▶ _What is required_
From the entries below, transcribe exactly the lines between the line holding "pyrello: Could this" and the line holding "Looks good to merge.", inclusive; skip all other lines.

▶ _Input data_

*** Block opens ***

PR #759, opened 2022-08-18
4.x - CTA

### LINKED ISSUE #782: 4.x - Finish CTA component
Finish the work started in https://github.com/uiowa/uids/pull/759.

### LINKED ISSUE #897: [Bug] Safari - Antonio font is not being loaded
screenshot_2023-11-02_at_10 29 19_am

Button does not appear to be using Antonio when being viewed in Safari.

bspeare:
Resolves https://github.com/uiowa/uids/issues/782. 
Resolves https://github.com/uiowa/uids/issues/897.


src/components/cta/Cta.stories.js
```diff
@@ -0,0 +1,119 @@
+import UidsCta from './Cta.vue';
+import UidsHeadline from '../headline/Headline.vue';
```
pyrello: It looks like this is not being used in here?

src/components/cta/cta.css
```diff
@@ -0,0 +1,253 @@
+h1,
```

*** Block closes ***
*** Block opens ***

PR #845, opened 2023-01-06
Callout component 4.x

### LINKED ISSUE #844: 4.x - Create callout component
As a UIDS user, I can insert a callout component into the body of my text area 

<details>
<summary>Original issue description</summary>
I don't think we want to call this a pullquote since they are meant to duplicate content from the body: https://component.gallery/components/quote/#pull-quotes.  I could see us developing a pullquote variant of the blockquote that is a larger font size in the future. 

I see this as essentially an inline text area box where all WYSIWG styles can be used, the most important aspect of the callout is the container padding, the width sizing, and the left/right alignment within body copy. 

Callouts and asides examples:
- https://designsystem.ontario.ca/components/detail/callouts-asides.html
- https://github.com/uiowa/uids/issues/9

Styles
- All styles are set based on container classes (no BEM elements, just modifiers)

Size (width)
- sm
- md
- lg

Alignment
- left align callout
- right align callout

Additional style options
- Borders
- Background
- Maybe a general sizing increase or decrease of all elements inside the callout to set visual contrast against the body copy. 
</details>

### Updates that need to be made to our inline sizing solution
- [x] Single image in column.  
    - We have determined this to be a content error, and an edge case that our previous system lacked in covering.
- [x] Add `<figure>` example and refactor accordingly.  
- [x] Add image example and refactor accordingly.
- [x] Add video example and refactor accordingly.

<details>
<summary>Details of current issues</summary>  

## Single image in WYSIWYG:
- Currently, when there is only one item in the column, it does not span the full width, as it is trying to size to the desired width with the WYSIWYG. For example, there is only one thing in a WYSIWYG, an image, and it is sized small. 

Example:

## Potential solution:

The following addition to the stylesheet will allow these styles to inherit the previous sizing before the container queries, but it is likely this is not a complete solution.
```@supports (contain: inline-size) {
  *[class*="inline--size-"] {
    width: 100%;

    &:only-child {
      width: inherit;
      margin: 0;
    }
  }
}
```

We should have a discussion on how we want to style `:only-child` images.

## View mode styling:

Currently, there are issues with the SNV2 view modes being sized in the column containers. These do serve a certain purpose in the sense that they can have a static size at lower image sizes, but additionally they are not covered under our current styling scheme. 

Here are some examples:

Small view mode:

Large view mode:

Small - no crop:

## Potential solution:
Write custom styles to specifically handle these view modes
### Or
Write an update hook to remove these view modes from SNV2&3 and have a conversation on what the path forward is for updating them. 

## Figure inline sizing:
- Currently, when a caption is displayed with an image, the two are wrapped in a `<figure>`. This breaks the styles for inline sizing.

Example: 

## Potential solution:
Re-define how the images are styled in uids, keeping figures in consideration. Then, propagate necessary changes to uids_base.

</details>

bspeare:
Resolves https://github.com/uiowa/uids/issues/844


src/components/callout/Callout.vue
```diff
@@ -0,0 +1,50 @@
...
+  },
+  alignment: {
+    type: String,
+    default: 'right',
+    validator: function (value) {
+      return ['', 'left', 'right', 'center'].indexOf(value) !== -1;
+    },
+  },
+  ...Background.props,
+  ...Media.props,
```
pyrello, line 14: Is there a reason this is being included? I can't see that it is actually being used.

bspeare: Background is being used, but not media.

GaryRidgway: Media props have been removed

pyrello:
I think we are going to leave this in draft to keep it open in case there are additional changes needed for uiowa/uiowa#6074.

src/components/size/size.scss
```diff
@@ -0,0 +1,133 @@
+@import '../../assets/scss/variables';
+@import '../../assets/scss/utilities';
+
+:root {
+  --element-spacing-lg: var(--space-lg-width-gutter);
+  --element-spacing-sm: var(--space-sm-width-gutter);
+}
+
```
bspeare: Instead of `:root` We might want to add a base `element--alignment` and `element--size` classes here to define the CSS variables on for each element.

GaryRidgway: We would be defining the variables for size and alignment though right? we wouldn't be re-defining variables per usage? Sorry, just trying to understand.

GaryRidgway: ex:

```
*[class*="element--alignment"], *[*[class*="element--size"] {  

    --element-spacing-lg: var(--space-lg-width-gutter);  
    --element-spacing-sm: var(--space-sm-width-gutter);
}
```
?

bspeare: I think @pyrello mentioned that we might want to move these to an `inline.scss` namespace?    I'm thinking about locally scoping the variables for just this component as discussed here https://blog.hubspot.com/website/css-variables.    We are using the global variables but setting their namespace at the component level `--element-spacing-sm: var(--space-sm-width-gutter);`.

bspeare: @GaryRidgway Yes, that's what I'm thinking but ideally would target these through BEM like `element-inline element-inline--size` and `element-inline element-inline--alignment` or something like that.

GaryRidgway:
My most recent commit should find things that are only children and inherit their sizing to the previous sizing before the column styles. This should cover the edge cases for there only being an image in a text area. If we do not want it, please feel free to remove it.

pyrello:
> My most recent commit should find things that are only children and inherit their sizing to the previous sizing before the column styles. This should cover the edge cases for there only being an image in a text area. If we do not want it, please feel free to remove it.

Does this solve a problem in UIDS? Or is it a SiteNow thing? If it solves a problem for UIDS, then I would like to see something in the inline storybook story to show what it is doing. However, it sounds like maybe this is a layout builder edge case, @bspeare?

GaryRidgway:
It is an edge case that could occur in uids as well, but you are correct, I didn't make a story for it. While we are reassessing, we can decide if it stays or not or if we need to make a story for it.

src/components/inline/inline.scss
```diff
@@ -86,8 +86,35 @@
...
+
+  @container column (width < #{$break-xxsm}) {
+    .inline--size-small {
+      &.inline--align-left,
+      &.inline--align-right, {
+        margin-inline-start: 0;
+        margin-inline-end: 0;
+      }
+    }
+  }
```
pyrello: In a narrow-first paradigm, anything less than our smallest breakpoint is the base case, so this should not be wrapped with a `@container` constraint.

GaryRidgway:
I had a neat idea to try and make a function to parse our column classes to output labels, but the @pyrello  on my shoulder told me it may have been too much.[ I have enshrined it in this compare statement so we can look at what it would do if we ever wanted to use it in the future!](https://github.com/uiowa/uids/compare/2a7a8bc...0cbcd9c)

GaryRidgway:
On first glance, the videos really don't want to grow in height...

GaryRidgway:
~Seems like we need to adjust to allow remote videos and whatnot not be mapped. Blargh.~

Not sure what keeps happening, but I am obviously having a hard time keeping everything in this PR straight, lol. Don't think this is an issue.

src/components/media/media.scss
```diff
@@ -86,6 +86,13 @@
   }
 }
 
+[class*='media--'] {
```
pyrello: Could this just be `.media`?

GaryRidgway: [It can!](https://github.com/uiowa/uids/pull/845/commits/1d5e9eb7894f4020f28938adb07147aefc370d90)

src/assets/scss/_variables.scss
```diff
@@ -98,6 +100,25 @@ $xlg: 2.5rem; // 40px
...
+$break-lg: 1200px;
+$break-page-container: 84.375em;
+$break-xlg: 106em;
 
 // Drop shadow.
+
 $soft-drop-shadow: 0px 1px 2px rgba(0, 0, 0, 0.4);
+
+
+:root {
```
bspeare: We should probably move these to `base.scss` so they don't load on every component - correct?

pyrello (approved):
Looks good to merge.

*** Block closes ***
*** Block opens ***

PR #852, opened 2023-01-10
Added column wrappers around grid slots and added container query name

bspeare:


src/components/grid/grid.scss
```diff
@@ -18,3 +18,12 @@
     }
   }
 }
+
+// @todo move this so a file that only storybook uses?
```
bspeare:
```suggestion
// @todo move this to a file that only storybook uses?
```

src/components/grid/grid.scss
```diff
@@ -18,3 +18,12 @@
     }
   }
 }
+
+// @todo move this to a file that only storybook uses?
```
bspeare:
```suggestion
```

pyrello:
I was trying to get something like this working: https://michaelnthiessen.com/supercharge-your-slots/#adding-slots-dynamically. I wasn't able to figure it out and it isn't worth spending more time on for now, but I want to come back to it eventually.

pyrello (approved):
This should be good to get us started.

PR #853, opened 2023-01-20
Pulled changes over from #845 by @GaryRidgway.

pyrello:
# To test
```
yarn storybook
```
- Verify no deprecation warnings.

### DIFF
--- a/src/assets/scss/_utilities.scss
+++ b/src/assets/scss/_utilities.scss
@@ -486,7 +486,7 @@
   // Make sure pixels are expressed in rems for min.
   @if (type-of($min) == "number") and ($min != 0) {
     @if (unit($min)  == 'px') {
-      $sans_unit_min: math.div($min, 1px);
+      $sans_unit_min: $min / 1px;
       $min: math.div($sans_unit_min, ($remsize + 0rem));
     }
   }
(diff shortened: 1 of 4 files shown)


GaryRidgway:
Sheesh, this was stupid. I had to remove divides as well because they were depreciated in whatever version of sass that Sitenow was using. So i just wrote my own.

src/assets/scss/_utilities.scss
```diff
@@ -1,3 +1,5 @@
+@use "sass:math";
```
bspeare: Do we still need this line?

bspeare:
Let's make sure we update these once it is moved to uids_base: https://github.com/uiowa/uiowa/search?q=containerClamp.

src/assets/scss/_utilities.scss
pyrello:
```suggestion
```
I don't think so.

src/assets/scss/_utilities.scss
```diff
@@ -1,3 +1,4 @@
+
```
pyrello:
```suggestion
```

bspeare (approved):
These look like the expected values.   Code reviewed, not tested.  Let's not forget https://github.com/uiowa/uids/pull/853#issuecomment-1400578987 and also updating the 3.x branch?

*** Block closes ***

▶ _Solution for this task_
pyrello: Could this just be `.media`?

GaryRidgway: [It can!](https://github.com/uiowa/uids/pull/845/commits/1d5e9eb7894f4020f28938adb07147aefc370d90)

src/assets/scss/_variables.scss
```diff
@@ -98,6 +100,25 @@ $xlg: 2.5rem; // 40px
...
+$break-lg: 1200px;
+$break-page-container: 84.375em;
+$break-xlg: 106em;
 
 // Drop shadow.
+
 $soft-drop-shadow: 0px 1px 2px rgba(0, 0, 0, 0.4);
+
+
+:root {
```
bspeare: We should probably move these to `base.scss` so they don't load on every component - correct?

pyrello (approved):
Looks good to merge.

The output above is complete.